- [Exercise details]
The answer must consist of every line from the data that holds the string "squash".

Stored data
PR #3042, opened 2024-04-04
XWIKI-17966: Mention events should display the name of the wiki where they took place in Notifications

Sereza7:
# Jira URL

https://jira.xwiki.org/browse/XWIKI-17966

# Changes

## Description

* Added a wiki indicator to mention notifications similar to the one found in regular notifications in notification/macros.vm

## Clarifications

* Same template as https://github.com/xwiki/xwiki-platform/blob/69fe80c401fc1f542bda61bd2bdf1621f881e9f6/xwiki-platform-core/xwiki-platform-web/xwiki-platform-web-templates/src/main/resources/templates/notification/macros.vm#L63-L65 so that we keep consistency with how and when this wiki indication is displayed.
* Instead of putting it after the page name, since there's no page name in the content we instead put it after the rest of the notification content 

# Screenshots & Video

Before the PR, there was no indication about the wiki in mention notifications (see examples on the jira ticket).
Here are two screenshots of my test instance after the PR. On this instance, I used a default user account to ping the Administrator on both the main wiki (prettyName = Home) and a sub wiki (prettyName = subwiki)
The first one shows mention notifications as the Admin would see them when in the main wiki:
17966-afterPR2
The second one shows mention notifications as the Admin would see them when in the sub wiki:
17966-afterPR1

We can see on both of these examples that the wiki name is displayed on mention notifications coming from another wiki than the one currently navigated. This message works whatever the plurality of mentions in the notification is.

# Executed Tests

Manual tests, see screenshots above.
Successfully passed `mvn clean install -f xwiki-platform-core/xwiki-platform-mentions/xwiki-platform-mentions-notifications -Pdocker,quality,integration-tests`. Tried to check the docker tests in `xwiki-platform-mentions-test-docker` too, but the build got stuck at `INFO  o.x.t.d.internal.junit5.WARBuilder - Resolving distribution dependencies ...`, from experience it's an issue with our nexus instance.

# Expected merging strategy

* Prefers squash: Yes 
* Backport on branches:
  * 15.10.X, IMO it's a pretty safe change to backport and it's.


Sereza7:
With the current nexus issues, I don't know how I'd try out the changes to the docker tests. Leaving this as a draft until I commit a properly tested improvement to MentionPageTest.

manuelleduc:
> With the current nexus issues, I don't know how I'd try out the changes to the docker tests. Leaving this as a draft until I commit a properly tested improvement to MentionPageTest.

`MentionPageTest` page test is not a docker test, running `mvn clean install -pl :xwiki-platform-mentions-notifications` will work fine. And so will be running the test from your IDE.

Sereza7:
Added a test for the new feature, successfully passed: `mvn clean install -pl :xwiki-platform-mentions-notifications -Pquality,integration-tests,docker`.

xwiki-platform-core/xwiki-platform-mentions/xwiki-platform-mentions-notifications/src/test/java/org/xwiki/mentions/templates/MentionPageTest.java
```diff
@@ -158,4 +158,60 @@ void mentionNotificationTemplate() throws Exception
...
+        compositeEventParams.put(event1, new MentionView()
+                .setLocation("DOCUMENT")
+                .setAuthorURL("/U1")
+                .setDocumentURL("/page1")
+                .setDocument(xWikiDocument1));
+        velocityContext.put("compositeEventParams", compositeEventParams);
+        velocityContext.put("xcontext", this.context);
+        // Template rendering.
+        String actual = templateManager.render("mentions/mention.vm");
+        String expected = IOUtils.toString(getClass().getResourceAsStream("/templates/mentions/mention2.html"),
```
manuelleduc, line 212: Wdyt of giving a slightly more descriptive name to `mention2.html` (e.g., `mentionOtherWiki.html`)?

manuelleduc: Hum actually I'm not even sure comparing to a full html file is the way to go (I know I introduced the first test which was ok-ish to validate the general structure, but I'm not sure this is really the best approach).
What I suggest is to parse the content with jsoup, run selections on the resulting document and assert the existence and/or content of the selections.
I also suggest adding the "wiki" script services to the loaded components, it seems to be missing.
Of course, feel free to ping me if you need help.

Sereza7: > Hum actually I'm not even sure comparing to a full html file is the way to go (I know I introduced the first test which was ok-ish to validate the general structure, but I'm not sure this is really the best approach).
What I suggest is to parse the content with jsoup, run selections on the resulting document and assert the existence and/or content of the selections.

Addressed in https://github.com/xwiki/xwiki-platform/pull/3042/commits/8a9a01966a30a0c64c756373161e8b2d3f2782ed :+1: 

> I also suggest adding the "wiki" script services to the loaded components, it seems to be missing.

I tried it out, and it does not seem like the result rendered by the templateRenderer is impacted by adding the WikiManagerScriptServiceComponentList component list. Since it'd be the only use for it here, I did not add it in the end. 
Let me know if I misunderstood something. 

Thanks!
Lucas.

--

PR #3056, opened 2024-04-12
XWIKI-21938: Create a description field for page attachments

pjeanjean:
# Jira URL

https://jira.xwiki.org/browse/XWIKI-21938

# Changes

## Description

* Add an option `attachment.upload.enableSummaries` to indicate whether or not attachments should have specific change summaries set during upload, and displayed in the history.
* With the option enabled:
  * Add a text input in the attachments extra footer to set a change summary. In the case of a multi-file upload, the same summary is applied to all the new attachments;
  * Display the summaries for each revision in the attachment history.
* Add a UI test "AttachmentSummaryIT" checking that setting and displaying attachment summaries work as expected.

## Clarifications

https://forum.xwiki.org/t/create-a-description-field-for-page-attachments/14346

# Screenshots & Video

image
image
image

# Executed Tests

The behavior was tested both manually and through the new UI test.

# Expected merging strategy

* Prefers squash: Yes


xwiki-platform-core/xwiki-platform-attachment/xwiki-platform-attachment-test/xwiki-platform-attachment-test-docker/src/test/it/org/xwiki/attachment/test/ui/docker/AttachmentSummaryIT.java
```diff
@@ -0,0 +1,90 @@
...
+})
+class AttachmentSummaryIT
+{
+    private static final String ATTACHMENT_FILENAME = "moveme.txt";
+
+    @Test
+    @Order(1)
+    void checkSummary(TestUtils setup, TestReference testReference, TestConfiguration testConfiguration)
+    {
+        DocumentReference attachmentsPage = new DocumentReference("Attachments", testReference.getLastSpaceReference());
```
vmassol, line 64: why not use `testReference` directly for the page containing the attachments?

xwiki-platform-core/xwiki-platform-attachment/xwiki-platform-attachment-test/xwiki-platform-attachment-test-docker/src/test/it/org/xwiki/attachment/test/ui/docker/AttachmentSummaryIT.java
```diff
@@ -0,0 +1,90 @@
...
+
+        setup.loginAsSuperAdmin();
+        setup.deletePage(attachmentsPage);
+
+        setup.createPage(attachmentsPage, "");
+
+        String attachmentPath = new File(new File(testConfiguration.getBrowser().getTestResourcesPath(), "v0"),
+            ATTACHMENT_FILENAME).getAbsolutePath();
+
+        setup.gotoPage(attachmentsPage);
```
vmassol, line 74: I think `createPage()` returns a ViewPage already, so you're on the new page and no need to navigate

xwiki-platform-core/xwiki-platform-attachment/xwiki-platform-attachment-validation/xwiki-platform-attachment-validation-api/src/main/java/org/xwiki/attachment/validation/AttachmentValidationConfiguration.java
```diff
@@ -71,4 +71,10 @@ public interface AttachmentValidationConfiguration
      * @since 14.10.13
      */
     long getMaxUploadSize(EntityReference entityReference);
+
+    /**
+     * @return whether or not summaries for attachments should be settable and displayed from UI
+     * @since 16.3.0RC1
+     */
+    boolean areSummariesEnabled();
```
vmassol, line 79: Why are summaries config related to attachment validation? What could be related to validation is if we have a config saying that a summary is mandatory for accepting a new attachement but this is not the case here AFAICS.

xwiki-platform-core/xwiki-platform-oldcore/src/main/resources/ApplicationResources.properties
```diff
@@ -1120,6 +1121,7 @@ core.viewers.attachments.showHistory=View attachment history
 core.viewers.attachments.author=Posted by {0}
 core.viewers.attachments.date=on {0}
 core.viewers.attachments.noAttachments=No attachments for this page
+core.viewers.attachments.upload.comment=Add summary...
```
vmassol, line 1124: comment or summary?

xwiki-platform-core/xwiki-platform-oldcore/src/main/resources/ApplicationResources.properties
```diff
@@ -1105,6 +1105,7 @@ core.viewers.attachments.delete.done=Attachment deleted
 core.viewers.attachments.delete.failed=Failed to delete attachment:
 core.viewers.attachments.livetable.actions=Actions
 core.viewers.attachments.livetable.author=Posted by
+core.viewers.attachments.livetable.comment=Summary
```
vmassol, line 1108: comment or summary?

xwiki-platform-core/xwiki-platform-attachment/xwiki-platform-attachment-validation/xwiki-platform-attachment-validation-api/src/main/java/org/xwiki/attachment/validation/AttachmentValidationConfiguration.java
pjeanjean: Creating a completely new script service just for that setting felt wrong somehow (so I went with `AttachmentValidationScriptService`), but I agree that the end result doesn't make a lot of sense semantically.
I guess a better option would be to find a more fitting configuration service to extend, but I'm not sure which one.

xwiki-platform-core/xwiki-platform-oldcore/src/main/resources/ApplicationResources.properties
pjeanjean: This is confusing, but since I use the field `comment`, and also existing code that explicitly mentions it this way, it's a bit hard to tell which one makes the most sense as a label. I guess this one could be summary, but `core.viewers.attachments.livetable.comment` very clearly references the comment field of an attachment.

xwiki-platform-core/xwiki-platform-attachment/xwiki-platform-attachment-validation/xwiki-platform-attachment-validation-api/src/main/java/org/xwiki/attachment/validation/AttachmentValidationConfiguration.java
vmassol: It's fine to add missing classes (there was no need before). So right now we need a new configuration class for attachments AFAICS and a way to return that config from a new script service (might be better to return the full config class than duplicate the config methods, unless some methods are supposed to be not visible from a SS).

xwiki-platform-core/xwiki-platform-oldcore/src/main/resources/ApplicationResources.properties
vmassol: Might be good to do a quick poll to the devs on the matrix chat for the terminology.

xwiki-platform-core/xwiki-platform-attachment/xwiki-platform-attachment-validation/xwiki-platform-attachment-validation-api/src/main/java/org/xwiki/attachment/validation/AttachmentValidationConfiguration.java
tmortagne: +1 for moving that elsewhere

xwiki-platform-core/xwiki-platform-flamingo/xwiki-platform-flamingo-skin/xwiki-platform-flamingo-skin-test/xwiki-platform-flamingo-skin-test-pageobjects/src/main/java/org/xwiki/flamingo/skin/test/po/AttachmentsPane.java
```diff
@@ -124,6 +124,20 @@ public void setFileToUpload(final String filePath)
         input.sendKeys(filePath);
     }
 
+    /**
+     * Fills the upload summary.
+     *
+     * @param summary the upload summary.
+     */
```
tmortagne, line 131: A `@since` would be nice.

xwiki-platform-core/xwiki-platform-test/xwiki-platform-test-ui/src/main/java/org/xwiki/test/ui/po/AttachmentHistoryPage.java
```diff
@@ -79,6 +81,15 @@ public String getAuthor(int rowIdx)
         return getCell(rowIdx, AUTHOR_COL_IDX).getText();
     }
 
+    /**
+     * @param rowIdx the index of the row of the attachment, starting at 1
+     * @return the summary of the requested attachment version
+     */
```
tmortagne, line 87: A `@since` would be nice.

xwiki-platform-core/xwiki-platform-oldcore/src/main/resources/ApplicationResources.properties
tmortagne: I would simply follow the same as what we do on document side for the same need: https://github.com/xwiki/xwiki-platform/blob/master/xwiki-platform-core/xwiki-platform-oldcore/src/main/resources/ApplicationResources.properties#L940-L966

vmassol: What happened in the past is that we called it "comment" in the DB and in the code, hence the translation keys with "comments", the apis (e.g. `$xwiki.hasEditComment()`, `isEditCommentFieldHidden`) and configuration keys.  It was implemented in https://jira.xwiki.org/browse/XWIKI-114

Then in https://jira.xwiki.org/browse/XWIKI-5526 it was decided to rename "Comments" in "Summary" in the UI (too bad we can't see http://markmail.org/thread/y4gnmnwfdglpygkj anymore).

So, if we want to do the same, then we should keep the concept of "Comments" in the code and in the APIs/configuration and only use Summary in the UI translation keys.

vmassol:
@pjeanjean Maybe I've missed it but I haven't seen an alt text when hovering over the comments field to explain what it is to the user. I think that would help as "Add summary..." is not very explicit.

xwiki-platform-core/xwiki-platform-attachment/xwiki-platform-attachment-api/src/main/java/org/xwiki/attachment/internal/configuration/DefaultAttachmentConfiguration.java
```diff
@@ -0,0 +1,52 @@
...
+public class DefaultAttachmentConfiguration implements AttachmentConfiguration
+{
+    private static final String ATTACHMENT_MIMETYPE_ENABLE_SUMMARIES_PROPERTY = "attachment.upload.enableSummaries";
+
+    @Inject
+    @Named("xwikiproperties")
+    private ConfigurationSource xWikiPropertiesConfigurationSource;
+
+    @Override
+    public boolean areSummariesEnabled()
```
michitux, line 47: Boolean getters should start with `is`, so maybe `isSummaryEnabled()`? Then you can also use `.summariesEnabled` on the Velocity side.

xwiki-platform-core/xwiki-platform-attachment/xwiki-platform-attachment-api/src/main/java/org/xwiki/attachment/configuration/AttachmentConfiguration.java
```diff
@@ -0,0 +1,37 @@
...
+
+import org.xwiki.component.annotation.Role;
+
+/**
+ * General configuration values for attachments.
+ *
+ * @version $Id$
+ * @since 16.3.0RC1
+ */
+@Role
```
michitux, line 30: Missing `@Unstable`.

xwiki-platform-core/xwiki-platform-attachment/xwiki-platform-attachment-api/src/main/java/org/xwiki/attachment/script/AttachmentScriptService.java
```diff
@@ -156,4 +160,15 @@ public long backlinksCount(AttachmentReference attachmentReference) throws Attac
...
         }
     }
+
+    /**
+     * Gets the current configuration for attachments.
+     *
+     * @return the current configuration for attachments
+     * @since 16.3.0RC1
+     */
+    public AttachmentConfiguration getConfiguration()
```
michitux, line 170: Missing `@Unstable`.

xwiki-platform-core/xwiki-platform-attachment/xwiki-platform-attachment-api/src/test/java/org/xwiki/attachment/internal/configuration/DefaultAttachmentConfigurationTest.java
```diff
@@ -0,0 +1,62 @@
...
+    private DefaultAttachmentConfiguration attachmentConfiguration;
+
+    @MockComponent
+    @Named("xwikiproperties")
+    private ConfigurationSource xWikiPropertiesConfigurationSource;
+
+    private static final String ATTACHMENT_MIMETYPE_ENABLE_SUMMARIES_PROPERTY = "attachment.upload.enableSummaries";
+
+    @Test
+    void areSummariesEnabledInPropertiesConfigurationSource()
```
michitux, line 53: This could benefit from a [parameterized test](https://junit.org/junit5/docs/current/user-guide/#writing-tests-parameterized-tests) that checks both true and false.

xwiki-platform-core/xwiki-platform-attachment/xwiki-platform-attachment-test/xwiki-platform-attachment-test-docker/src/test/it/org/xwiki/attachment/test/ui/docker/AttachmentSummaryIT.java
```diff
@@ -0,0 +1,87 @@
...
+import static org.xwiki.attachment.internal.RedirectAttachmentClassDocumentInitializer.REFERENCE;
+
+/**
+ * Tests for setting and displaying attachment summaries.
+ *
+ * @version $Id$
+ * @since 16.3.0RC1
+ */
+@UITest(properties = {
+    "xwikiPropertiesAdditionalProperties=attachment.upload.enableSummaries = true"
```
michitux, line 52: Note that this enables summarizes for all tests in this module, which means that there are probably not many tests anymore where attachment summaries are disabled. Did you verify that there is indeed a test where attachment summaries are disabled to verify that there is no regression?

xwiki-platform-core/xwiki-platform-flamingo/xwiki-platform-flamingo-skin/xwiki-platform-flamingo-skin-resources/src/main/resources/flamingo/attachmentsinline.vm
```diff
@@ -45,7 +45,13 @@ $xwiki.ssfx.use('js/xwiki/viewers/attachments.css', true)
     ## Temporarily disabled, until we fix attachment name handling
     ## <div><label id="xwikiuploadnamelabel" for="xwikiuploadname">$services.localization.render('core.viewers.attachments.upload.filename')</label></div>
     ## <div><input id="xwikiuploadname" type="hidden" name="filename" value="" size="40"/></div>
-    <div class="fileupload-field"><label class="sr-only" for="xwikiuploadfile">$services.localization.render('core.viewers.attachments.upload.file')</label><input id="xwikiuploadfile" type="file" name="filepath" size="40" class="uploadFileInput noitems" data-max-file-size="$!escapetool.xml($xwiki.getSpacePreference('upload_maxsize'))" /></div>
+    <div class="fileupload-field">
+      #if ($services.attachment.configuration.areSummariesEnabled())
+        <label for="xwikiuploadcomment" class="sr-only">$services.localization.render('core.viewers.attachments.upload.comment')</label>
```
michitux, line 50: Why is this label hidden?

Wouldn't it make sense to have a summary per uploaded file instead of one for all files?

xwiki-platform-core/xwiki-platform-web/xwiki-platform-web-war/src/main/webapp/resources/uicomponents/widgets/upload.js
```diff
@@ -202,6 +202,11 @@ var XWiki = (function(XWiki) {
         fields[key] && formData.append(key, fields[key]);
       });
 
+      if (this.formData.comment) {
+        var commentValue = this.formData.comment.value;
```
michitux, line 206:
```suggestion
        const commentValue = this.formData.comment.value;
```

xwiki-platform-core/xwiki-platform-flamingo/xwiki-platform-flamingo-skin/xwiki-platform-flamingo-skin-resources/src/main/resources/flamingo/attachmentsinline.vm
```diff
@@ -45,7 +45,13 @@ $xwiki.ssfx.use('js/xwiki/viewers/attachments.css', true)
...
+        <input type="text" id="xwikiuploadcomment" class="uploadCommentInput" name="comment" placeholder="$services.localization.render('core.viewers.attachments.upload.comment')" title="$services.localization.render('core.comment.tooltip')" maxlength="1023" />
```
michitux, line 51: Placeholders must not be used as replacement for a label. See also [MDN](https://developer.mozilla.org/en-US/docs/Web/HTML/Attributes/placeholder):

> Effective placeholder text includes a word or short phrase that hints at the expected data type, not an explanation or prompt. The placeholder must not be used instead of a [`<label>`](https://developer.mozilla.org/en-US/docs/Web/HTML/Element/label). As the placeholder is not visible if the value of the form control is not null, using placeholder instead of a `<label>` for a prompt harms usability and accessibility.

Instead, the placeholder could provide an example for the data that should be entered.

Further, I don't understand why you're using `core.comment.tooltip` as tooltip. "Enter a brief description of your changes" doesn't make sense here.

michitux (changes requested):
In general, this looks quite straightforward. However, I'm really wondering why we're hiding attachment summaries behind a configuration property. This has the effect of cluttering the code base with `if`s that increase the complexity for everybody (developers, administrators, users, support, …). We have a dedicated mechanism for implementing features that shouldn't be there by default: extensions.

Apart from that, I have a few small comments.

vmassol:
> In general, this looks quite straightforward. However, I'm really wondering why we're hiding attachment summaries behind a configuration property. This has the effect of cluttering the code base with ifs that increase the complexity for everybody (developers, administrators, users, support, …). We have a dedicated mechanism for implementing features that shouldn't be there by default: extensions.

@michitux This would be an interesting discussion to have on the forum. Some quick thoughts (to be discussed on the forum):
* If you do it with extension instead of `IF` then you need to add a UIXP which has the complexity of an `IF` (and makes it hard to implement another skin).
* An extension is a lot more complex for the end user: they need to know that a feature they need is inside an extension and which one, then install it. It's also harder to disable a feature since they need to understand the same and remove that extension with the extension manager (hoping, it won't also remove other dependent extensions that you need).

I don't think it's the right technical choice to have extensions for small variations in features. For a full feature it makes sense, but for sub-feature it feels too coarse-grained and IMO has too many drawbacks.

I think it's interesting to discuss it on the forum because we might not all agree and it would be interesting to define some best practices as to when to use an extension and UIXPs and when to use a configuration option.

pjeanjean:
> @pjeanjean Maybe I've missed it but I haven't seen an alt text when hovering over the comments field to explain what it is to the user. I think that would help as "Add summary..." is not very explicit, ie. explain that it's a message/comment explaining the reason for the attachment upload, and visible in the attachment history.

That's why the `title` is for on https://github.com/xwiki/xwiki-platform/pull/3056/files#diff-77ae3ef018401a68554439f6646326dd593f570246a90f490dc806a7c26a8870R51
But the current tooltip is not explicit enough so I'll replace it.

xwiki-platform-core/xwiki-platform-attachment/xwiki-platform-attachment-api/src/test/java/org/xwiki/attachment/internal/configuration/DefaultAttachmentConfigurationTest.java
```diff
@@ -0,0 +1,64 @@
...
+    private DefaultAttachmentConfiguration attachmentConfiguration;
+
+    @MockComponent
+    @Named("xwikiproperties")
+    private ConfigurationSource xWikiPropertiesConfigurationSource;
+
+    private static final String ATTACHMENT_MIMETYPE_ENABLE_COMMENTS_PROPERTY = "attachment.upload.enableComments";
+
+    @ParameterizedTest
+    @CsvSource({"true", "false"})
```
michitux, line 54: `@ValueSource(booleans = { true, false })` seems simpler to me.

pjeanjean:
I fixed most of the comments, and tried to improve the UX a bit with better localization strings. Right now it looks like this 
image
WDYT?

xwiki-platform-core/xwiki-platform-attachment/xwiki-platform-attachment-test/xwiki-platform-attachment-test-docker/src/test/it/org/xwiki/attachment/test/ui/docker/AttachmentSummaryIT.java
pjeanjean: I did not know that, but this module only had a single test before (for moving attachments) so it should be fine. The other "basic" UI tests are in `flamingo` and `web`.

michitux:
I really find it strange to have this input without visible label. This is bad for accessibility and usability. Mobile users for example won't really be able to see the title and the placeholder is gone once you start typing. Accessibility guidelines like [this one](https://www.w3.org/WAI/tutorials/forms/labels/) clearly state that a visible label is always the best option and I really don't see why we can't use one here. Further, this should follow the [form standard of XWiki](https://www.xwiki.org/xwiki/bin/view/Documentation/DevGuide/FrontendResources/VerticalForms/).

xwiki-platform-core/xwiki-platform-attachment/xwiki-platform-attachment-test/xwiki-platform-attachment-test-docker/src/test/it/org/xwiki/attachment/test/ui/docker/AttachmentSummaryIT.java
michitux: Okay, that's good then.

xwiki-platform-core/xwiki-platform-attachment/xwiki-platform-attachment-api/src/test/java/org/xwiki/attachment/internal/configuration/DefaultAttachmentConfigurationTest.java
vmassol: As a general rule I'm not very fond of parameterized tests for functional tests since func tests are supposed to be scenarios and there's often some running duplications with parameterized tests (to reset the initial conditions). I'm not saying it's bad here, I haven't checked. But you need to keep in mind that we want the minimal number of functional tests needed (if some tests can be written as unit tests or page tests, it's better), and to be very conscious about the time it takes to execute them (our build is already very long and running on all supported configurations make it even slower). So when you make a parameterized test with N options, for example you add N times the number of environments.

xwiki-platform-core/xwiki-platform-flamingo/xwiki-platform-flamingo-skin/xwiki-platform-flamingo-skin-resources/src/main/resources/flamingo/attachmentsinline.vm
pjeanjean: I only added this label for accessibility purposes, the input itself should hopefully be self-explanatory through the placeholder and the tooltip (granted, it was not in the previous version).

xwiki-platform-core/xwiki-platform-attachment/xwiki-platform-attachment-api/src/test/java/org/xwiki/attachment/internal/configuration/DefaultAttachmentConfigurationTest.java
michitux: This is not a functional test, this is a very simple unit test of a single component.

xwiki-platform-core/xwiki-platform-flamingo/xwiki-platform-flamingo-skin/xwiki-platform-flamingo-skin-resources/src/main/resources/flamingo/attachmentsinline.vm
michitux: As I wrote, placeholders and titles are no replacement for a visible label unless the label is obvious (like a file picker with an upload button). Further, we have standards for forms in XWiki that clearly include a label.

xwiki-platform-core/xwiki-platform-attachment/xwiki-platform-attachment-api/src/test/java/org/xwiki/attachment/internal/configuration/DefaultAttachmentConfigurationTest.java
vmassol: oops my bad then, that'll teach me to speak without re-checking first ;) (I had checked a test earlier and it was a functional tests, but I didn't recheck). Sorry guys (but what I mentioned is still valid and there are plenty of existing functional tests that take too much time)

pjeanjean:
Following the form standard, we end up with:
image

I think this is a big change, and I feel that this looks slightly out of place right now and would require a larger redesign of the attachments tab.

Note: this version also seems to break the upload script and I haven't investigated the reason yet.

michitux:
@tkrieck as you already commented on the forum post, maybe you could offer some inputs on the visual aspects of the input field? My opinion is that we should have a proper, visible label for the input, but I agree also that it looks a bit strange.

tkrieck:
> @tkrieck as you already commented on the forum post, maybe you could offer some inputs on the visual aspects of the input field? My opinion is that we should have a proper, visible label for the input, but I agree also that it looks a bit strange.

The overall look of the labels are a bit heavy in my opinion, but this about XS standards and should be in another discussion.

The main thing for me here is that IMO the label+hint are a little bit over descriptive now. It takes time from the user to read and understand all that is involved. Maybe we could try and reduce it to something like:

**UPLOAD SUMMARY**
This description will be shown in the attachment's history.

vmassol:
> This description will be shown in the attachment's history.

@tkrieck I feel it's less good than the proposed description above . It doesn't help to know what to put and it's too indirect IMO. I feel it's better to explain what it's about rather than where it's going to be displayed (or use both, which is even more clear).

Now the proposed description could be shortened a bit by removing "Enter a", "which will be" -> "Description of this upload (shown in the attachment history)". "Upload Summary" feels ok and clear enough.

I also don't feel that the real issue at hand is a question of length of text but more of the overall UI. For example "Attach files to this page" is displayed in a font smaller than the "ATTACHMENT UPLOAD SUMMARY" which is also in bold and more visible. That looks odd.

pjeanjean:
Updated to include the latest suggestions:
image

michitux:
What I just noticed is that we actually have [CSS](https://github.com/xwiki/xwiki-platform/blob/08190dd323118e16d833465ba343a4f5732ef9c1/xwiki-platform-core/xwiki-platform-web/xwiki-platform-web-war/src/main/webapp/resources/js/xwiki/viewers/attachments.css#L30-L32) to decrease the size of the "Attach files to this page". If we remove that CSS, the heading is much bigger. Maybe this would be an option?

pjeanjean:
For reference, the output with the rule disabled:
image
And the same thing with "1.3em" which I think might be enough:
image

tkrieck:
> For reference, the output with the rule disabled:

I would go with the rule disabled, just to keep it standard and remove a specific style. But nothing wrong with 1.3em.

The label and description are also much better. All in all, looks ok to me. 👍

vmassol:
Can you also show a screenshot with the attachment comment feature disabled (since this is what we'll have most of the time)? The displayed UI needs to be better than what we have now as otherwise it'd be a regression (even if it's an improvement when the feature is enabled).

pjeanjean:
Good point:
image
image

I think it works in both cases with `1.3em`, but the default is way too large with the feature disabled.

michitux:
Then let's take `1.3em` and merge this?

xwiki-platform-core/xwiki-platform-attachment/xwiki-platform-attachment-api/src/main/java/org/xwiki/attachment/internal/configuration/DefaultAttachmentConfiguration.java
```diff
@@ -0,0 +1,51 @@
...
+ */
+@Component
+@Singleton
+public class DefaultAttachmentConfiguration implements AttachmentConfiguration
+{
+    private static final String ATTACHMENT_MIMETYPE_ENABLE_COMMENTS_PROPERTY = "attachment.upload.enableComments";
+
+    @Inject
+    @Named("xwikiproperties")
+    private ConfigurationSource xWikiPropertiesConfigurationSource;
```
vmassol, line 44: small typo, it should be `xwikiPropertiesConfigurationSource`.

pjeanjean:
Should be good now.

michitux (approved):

- [Solved problem]
* Prefers squash: Yes 
* Prefers squash: Yes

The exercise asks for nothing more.